It's when I read/hear crap like that, I really like my "Mulch King" gig.

I have had the "pleasure" of meeting many horse owners.
While many of them are OK, a disproportionate number of them are frighteningly narcissistic, egotistical and they lie habitually. They are also some of the cheapest scam artists I've ever known. They know they can't really afford horses, but they also love the "status" they get from equine sports and can't live without the accompanying adulation that feeds their inflated egos.

When I first started out, my daughters friend mother & grandmother used to brag about how they'd screw the hay farmer on hay all the time. Their scam was to buy a couple hundred bales at 5-6/bale and complain the "the last 40-50 bales were moldy". Knowing many farmers are very conciencious people, the farmer would replace the 40-50 bales with the next delivery. That way they'd get 50 free bales with every 200 effectively reducing their bale price to maybe 4 bucks a bale.
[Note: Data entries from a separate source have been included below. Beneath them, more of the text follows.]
PR #61, opened 2017-07-28
Added tmux prefix bindings and each_key() to remap multiple keys at once

kamykaze:
I created a tmux prefix mapping to basically handle the following remappings:

Fn+key --> <Ctrl+B>, key
(eg: Fn+c becomes Ctrl+B, c)

Where key is anything from a-z, 0-9, and some other keys.

Obviously, copying similar code multiple times is not very maintainable, so I wrote each_key() inside erb2json.rb to handle situations like this.

Please take a look and let me know if I wrote that properly. I'm not a Ruby programmer, but I think it works pretty well.

### DIFF
--- a/docs/index.html
+++ b/docs/index.html
@@ -450,6 +450,36 @@
       </div>
     </div>
 
+          <div class="panel panel-default">
+      <div class="panel-heading">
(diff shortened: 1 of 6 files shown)


tekezo:
This is awesome!
Please merge it by yourself.

PR #63, opened 2017-07-28
Dvorak Keyboard layout; updated each_key() to have two sets of keys

kamykaze:
In order to create a quick way to map a lot of keys from one key to another, I updated each_key() to include one more parameter: dest_keys_list. Now you can easily map "a", "b", "c" to "x","y","z", which is very useful for creating recipes for alternative keyboard layouts like Dvorak. (Note: I had to updated my tmux recipe to work with this)

In addition, I renamed from() and to() to _from() and _to() and made it only return the data object (instead of printing the JSON generated).  This allows more flexibility so I can use those functions inside each_key() without having to parse the JSON. 

But don't worry, I added wrapper from() and to() so all existing recipes are still valid.

### DIFF
--- a/docs/index.html
+++ b/docs/index.html
@@ -505,6 +505,20 @@
     </div>
 
 
+      <!-- Full keyboard layouts -->
+          <div class="panel panel-default">
+      <div class="panel-heading">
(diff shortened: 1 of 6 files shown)


tekezo:
Thanks!

PR #66, opened 2017-07-29
Map fn+numbers to corresponding function keys

bingocaller:
This solves [#847](https://github.com/tekezo/Karabiner-Elements/issues/847) in a pretty straightforward manner.

### DIFF
--- a/docs/index.html
+++ b/docs/index.html
@@ -516,6 +516,18 @@
       </div>
     </div>
 
+          <div class="panel panel-default">
+      <div class="panel-heading">
+        <h3 class="panel-title">Map fn + number keys to function keys</h3>
+      </div>
+      <div class="panel-body">
+        <ul>
+          <li>Map fn + number keys to their corresponding function keys</li>
+        </ul>
+        <a class="btn btn-primary btn-sm" style="margin-left: 40px" data-json-path="json/fn_plus_numbers_to_function_keys.json">Import</a>
+      </div>
+    </div>
+
 
       <!-- Full keyboard layouts -->
           <div class="panel panel-default">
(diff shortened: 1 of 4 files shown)


tekezo:
Thanks!

bingocaller:
@tekezo No problem! This should work, right?
[It's not working for @dluxhu as is](https://github.com/tekezo/Karabiner-Elements/issues/847), but I can't figure out why? Right now I can't get _any_ Modifications to work on my machine; neither simple nor complex ones.

kamykaze:
I tested this. It mostly works. One thing I had to make sure is to check the "Use all F1, F2, etc. keys as standard function keys" option under the Function keys tab of Karabiner. Otherwise you get those hardware keys for Display brightness, etc.

There is one bug though: F11 and F12 don't work. This is because you have "-" and "=" as the key code. It should be "hyphen" and "equal_sign"

bingocaller:
@kamykaze Haha, whoopsie! 😅
I actually have another commit in the pipeline which uses the `_each_key` method to generate the JSON for all the remappings; now I can get the correct key names in there. Maybe also a note in the description regarding "Use all F1, F2…"?
Anyways, thanks for testing this for me. I still haven't been able to make Modifications work on my machine. 😕

kamykaze:
yeah, those changes would be nice. I hope you get your mappings working. Any idea what's wrong? Maybe create an issue here in KE repo?

bingocaller:
I don't have a clue what's wrong with my mappings. I've tried a few things already, but I think I'll create an issue to track it there.

bingocaller:
Hmm.. I just updated to v0.91.12 and now everything is working fine! 😌

PR #72, opened 2017-07-31
Add Mu Mode Semicolon(;)+J/K/L/I/U/M/O/. to Arrow Left/Down/Right/Up/PageUp/PageDown/Home/End

muyinliu:
Mu Mode Semicolon(;)+J/K/L/I/U/M/O/. to Arrow Left/Down/Right/Up/PageUp/PageDown/Home/End

Note: with only right hand also can press Arrow keys(on HHKB it's great!).

### DIFF
--- a/docs/json/mu_mode.json
+++ b/docs/json/mu_mode.json
@@ -1,0 +1,226 @@
+{
+  "title": "Mu Mode (rev 0.1)",
+  "rules": [
+    {
+      "description": "Mu Mode Semicolon(;)+J/K/L/I/U/M/O/. to Arrow Left/Down/Right/Up/PageUp/PageDown/Home/End",
+      "manipulators": [
+        {
+          "type": "basic",
+          "from": {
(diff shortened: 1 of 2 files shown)


kamykaze:
Did you write the json file from scratch? I think preferably we want the file to be generated from its .erb file. That makes the original file simpler and easier to maintain.

smlewis:
@kamykaze Just to note - the README suggests that writing the JSON directly into docs/json is ok (first line under 'Add Rules') - if it's not OK then perhaps the README should say so?  (I don't know what the maintainers want the rule to be, I'm just commenting on the discrepancy, as a mostly-clueless user)

tekezo:
Thanks!

muyinliu:
@tekezo How long will this config show on page [Karabiner-Elements complex_modifications rules](https://pqrs.org/osx/karabiner/complex_modifications/) after merged?

muyinliu:
@kamykaze thanks.

PR #78, opened 2017-08-01
Update each_key with a few niceties

bingocaller:
This PR combines `each_key` and `_each_key` into one function, which leverages keyword arguments to make function calls more readable and less verbose (i.e. you don't have to pass unused arguments). It also adds a check for presence of `conditions` to prevent them from showing up as a value-less key in the final JSON file.

### DIFF
--- a/docs/json/dvorak_layout.json
+++ b/docs/json/dvorak_layout.json
@@ -24,9 +24,6 @@
             {
               "key_code": "grave_accent_and_tilde"
             }
-          ],
-          "conditions": [
-
           ]
         },
         {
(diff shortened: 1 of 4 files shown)


kamykaze:
Great improvements. I should have thought to use keywords arguments when the list of arguments grew.

I think you just missed a few instances of _each_key() or it was added after. Once those are fixed we should merge this.

PS: Not sure if you're aware, but run `make rebuild` to force all json files to recompile. I ran into a similar issue before where `make all` only recompiles .json.erb files that were changed.

PR #83, opened 2017-08-04
Pok3r Escape Key

teonivalois:
* Adding a complex modification to support Pok3r style escape key. [_grave_accent_and_tilde_] becomes [_escape_] and [_fn_]+[_grave_accent_and_tilde_] becomes [_grave_accent_and_tilde_].
* No changes to the current behavior of the [_escape_] key are made.
* Pairs really well with the "Map fn + number keys to function keys" on new MacBooks (>= 2016) where the [_escape_] and function keys [F1 ~ F12] are all virtual keys in the touch bar.

### DIFF
--- a/docs/index.html
+++ b/docs/index.html
@@ -351,6 +351,15 @@
     </div>
     <div class="panel panel-default">
       <div class="panel-heading">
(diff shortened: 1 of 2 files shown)


tekezo:
Thanks!

PR #1761, opened 2024-12-21
Fix description in SIGKILL frontmost application

kidonng:
Learned a shortcut from this rule, but as can been seen in the following screenshot the native shortcut for force quitting apps is Shift+_Option_+Cmd+Esc, not Ctrl:

CleanShot 2024-12-21 at 19 26 53@2x


tekezo:
Thanks!

PR #1765, opened 2024-12-28
feat: add ghostty to list of terminal bundle identifiers

jimeh:
[Ghostty](https://ghostty.org/) is a new terminal emulator by [mitchellh](https://mitchellh.com/).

I had one that would put on her push up bra or halter top and apply lipstick in my truck mirror every time I'd pull in with hay and try to get you all horned up thinking it would get you to stack hay cheaper. Finally one day I looked at her right in the eye and said "I got way more (than what you got) at home". What a whore and married like 35 yrs old too. Probably the first one to cry when a guy cat calls her, too...A guy I met later that sold her hay said she did same bullshit with him, too.
I hate those kind of people and learned very early on that I wasn't cut out to do business with their sleazy tactics. 
I'm sure there's a lot of fine horse people and I still supply a few of them with hay. For now, I'll take my mulch king hay gig and handful of feed customers.


----------



## SCtrailrider (May 1, 2016)

All this is so funny for me to read, as my avatar shows I have a few horses myself.
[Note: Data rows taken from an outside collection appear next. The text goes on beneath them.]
PR #1770, opened 2025-01-10
New rule to swap right_command with right_option

mircobabini:
This is particuraly useful if you use a windows-alike external keyboard on mac, or a win/mac keyboard like:

image
This is the Logitech MX Keys S. 

So, the right OPTION key is too far from the command, which is not familier with mac default keyboard. So it's pretty hard for  a mac user to hit right_command+ò to insert the @ (at symbol).

This basically switched the right_command to the right_option, and reverse.

### DIFF
--- a/public/json/swap_right_command_and_right_option.json  
+++ b/public/json/swap_right_command_and_right_option.json  
@@ -1,0 +1,35 @@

We camp & trail ride all over the place and we see every kind of "horsey" person their is..

Some places we ride have lots of different types of trails, some hard on the horse, some a easy walk...

Most, say 80% of the other people are horsey folks, you all know them, leg wraps, tail wrapped, english saddle, rider sitting all straight and proper..
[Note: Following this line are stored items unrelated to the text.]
PR #1774, opened 2025-02-03
Remove myself as maintainer

harmtemolder:
I don't actually use Karabiner Elements any longer, and so cannot maintain any of the mods I wrote. This PR removes myself as maintainer


tekezo:
Thanks!

PR #1785, opened 2025-02-17
Add Caps Lock to debug in various IDEs

logicxd:
## Description

Map Caps Lock to Debugger Commands for IDEs such as Xcode, Intellij, and Visual Studio Code (VSCode). Current support: Step Over, Step In, Step Out, Continue

## Tested

1. On all 3 IDEs that the commands work
2. Checked out changes with `make preview-server` and applied to Karabiner


duleorlovic (approved):
Thanks!

PR #1797, opened 2025-03-24
feat(*): add swap ctrl shift with ctrl space func

tuanpham1406:
This function remaps the default keyboard shortcut for switching input sources on macOS, making it more convenient for Vietnamese users familiar with input methods like VietKey. It swaps the Ctrl+Shift combination with Ctrl+Space to streamline language switching and enhance typing efficiency.


tekezo:
Thanks!

PR #1798, opened 2025-03-26
add toggling Kotoeri punctual style with control period

TetsuakiBaba:
This is a configuration file that allows you to easily switch the punctuation style ([，．] / [、。]) in Kotoeri using the Control + Period shortcut. Since Apple does not officially provide an API for this, it runs a somewhat tricky script. It has been tested on macOS Sequoia 15.1.1, but it may not work properly on older versions.


tekezo:
Thanks!

PR #1811, opened 2025-05-06
Add a rule to prevent accidental close window(⌘⇧W) in Google Chrome for ei-kana-cmd

darquro:
When the left and right Command keys are configured as language switch keys, it’s possible to accidentally close a Google Chrome window with ⌘+Shift+W.
To prevent this, I added a rule to disable the shortcut unless it’s pressed twice in a row.


tekezo:
Thanks!

PR #1812, opened 2025-05-08
HHKB arrows using Right Shift

nagnebro:
Although there's already a similar PR (#911), I need this option because the Right Shift key is positioned similarly to the actual Fn key on the HHKB.

### Key Mapping List
<kbd>⇧Right-Shift</kbd> + <kbd>;</kbd> = ←
<kbd>⇧Right-Shift</kbd> + <kbd>'</kbd> = →
<kbd>⇧Right-Shift</kbd> + <kbd>[</kbd> = ↑
<kbd>⇧Right-Shift</kbd> + <kbd>/</kbd> = ↓


tekezo:
Thanks!

PR #1813, opened 2025-05-15
Add rule "Swap Command and Option for all non-Apple keyboards"

FelixDuo:
Provide a config for those who has apple magic keyboard and other keyboards, periodically switch among those keyboards. Swap command and option keys on the left, and change the right option key to comand key as usually there is no right windows/command key for windows keyboard.


tekezo:
Thanks!

PR #1815, opened 2025-05-26
Change ANSI layout's keymap to support Dell JIS keyboard's symbol

enceka:
Tested fine with the travel keyboard of Dell 5290 2in1
Just modified the  symbol key (without ¥)


enceka:
keyboard like that
IMG_20250527_000416

Issue #1094, opened 2017-03-05
Locomotive Types


Generalcamo:
# Primitive:
## Furnace Cart:
Basic engine running on the convection of heat and motion (read: magical handwaves) to operate the cart. Difficult to automate, but can handle early game shunting
## Accepts:
- Coal
- Charcoal

# Steam:
## Requirements:
-  Water
-  Fuel

## Low-Pressure Steam Locomotive:
Basic engine running on the heating of water to create steam which creates the power to operate the engine. Reliable design good for shunting and medium-range builds.
## High-Pressure Steam Locomotive:
 A more complicated engine running on the heating of water to create steam, which is further heated in a superheater to make superheated steam. Is more efficient, but requires a massive amount of fuel to start up and is dangerous if there is a failure. Good for long-range builds.

### Oil Burning:
Grants ability to use certain types of liquid fuel instead of solid fuels by converting the firebox. Cannot handle gasses or upward flowing liquids however as they would simply exit through the Chimney.

## Fuel Types:
- Anything in a furnace
- w/ Oil Burning upgrade: Lava, Creosote, Liquefacted Coal, anything that isn't a literal gas (marked as such in the fluid dictionary) or floats upward (marked as such in the fluid dictionary)

# Electric
## Requirements:
- Electric Track
- Railcraft Charge capability

## Electric Locomotive:
Engine that draws on outside power to operate. Highly efficient and reliable, but requires additional infrastructure in order to work well.
## Fuel Types:
- Railcraft Charge

# Diesel
## Requirements:
- Chem Lab 
## Diesel-Electric:
Engine that contains an onboard alternator to generate power for the engine from hydrocarbons. More efficient than an oil burner and reliable, but is expensive to operate due to the need to use processed hydrocarbons rather than any old type of fuel.
## Fuel Types:
- Diesel
- Ethanol
- Biodiesel
- other processed fuels

# Magic: 
## Essentia:
Engine that uses literal magic to power itself from Thaumcraft essentia.
## Fuel Types:
- Thaumcraft Essentia

dj3520:
My thoughts.

Would the oil burning upgrade be for Primitive and Steam or only steam?
Could the Magic locomotive also take Botania mana? I believe there's already a mana cart.
Perhaps an upgrade for the Diesel locomotive could be a Hybrid upgrade, where it also charges/discharges from an energy cart (charges when idling and discharges when more power is needed)

[...]

Issue #733, opened 2015-11-23
Diesel Locomotive?


excelcrafter:
Maybe new locomotive which can use diesel, fuel ( buildcraft ) biodiesel ( immersive engineering )
methanol, ethanol, or some other liquid fuel?

MFE cart is just too heavy to pull with electric loco to use it like mobile battery.

I was thinking about to use tank cart filled with steam as "fuel source" for steam loco, didnt try yet :D but I will try asap, haha

Forecaster:
Duplicate of #651

Issue #651, opened 2015-07-07
[Suggestion] Diesel fuel system?


tebruuls:
It would be cool if there was a diesel fuel system with engines, multiblocks to make it, and a new locomotive.

Forecaster:
This is already being worked on.

ElectroBot:
5 year bump

PR #2071, opened 2022-08-19
Add Diesel locomotive

barty32:
**The Issue**
There were mutiple requests to add a new Diesel locomotive (#1094, #2063, #651, #733), so i tried to implement it. It uses newly added fluid Diesel, but currently it is not possible to craft it (we need to make a system to produce it or use it from other mods).

**The Proposal**
Add a Diesel locomotive
 
**Possible Side Effects**
I don't know about any side effects.
Currently known issues / to-do list:
1. when switched from shutdown mode directly to running, the locomotive stays off
2. make engine + whistle sounds
3. make a way to craft diesel
4. add fuel compatibility from other mods
5. make a crafting recipe
6. translate newly added items into other languages
7. implement a temperature system (engine pre-heating, overheating?)

**Alternatives**

### DIFF
--- a/gradle.properties
+++ b/gradle.properties
@@ -2,7 +2,7 @@
 # This is required to provide enough memory for the Minecraft decompilation process.
 org.gradle.jvmargs=-Xmx3G
 org.gradle.daemon=false
-version=12.1.0-beta-7
+version=12.1.0-beta-8
 version_forestry=[5.8.0.256,)
 version_industrialcraft=[2.8.67-ex112,)
 version_buildcraft=[7.99.24.7,)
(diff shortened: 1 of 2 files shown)


Romz24:
Looks interesting, how can I test this?

UPD: I compiled from your sources, tested. Everything seems to work fine, thanks for trying to make the mod better.

Romz24:
Why did you decide to close it?

barty32:
Well this wasn't intentional 😀
I'm working on it now and as I moved those commits to a new branch it just broke this PR. I'll probably create a new one once it is done because there doesn't seem to be an option to reopen this.

Forecaster:
It can't be reopened because there are no commits on the branch it seems

Issue #2040, opened 2022-06-01
Steam Turbine can't form when IC2 Classic installed


kappa-maintainer:
**Description of the Bug**
RC will crash the game when install with IC2C

**To Reproduce**

1. Install both mods and launch the game
2. Build a Steam Turbine, log should begin spamming now
3. The multiblock will not assemble

**Expected behavior**
The multiblock should assemble

**Logs & Environment**
https://gist.github.com/kappa-maintainer/75a967522ee57ba4d384a570de86f355

**Additional context**
IC2C's API will manually trigger a block update when tileentities were added to the energy network (ic2.core.energy.EnergyNetLocal#addMetaTileEntity), which triggers StructureLogic.onBlockChange and eventually change the whole structure state to UNTEST when forming

CovertJaguar:
Probably related to:
https://github.com/Railcraft/Railcraft/commit/2dfec3e30ec230a12e7fc6190b62f3f6391b5c26

kappa-maintainer:
This may be fixed by doing an extra check on block update handling

PR #2086, opened 2022-10-27
Attempted Fix on Railcraft IC2Classic Support

Speiger:
IC2Classic Compat is not working. #2040
This is most likely due to a problem in how the API is used.

List of changes:
onStructureChanged changes: IsMaster is if the master is being called, this one is either always true or always false, but has no indication if the structure is valid or not. Meaning we only care about the master if we do changes, but the "isComplete" (is formed) is the indicator if the EU Stuff should be applied or not.

changes to add/drop: Basically trust the internal state, if that one is not trustworthy then you have other problems... Also just drop duplicated calls.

Then their's us, saddle bags packed with ice & crown, sandwiches, horses have mud up to their belly, you know, kinda like they are having fun playing in the creek & mud.. riders have chaps, not because they are sporting the look but because they ride where others wouldn't because our horses will do anything we ask them to do and enjoy doing it... they like being a real horse, not something that looks like a horse but is afraid to come out of the barn...

We do get looks after a hard ride when back at the camp, most think we are being tooo rough and asking our horses to do things we shouldn't, I laugh and say my horse is a real horse and his rider is a real rider that was born & lives 100yrs too late.... and my horse knows his rider won't get him hurt but his rider will let him be a horse...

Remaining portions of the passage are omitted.